*Task to carry out:*
The stretch wanted below opens at the line containing "PR #31692, opened 2025-11-04" and closes at the line containing "reporter.incrementScannedFiles();". Please return it exactly, with no other lines.

*Record excerpts:*
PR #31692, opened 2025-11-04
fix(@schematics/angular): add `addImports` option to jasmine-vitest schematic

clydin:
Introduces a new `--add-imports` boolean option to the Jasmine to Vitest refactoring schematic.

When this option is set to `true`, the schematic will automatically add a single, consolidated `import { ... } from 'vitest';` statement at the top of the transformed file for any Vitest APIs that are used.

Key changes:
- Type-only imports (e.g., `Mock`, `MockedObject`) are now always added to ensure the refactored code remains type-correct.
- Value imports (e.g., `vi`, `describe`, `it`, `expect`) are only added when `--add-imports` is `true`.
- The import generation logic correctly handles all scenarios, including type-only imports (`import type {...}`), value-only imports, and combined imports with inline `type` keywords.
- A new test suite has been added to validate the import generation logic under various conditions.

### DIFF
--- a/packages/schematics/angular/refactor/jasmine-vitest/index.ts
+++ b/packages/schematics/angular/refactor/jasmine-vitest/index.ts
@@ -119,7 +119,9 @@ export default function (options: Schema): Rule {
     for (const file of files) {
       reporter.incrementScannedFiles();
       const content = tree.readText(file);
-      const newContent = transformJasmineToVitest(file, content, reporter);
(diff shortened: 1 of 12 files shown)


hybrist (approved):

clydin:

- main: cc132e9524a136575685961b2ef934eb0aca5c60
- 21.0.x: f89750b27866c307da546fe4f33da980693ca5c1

--

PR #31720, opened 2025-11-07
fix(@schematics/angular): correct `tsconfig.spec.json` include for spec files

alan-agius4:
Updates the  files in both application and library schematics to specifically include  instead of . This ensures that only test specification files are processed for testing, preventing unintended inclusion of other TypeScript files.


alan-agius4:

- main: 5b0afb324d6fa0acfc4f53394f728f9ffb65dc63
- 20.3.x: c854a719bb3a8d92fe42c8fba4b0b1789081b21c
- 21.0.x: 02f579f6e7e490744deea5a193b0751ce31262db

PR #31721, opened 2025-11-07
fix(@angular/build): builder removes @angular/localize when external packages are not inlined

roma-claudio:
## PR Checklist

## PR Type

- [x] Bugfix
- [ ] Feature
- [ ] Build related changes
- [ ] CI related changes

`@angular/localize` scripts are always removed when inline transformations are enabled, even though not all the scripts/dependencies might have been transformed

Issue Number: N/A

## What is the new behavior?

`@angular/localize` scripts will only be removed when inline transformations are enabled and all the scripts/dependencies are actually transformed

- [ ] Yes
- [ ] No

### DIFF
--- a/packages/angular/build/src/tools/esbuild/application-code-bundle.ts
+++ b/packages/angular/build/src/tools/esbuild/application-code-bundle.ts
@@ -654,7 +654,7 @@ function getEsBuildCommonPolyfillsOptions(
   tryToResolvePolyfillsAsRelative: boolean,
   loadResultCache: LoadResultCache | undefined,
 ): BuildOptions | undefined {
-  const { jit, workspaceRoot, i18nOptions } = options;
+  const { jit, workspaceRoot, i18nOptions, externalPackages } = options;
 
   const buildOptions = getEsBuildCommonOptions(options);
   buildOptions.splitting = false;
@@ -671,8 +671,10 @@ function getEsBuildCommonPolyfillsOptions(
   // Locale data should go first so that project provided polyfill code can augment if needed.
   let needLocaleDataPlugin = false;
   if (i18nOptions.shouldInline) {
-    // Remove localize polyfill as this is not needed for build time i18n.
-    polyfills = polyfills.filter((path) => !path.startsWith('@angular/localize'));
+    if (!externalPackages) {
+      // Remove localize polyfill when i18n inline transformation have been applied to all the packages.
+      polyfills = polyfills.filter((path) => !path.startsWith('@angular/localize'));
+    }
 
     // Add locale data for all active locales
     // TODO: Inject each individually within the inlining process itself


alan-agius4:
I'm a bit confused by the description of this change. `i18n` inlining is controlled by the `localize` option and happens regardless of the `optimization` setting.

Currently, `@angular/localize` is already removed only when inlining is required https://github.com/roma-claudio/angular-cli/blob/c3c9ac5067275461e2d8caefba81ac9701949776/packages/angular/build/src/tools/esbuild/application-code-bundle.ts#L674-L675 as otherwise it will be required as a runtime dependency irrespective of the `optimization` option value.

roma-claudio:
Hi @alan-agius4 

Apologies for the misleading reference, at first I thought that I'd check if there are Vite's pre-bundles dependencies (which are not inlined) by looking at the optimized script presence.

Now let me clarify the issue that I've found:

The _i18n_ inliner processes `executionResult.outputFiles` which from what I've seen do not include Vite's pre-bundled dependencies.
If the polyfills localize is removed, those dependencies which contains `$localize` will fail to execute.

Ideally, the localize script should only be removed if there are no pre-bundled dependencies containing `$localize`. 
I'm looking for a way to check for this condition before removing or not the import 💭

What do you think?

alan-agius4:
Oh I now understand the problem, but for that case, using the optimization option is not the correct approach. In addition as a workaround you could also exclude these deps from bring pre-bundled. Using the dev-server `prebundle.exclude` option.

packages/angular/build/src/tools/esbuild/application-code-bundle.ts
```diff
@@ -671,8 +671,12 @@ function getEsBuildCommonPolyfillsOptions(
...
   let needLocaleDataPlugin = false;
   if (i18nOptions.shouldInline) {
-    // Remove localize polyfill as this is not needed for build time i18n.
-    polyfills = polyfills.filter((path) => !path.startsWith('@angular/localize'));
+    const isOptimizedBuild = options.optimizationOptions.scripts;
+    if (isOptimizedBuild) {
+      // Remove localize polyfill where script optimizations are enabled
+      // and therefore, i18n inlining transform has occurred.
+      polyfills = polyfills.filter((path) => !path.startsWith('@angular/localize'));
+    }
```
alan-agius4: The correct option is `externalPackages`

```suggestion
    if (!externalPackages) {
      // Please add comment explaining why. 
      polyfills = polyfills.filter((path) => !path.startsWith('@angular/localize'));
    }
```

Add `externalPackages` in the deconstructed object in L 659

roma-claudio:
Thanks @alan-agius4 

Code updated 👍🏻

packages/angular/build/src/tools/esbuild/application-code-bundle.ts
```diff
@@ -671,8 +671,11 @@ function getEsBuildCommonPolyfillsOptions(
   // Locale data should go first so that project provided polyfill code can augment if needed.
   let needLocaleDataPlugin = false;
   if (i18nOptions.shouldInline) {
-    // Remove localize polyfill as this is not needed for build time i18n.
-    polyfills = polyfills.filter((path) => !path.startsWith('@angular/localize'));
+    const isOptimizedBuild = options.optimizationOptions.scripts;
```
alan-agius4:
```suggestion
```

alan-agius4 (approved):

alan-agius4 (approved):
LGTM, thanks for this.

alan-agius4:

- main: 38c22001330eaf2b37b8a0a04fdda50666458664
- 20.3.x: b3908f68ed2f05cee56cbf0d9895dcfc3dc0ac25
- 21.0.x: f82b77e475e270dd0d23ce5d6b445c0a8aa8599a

*Response to the task:*
PR #31692, opened 2025-11-04
fix(@schematics/angular): add `addImports` option to jasmine-vitest schematic

clydin:
Introduces a new `--add-imports` boolean option to the Jasmine to Vitest refactoring schematic.

When this option is set to `true`, the schematic will automatically add a single, consolidated `import { ... } from 'vitest';` statement at the top of the transformed file for any Vitest APIs that are used.

Key changes:
- Type-only imports (e.g., `Mock`, `MockedObject`) are now always added to ensure the refactored code remains type-correct.
- Value imports (e.g., `vi`, `describe`, `it`, `expect`) are only added when `--add-imports` is `true`.
- The import generation logic correctly handles all scenarios, including type-only imports (`import type {...}`), value-only imports, and combined imports with inline `type` keywords.
- A new test suite has been added to validate the import generation logic under various conditions.

### DIFF
--- a/packages/schematics/angular/refactor/jasmine-vitest/index.ts
+++ b/packages/schematics/angular/refactor/jasmine-vitest/index.ts
@@ -119,7 +119,9 @@ export default function (options: Schema): Rule {
     for (const file of files) {
       reporter.incrementScannedFiles();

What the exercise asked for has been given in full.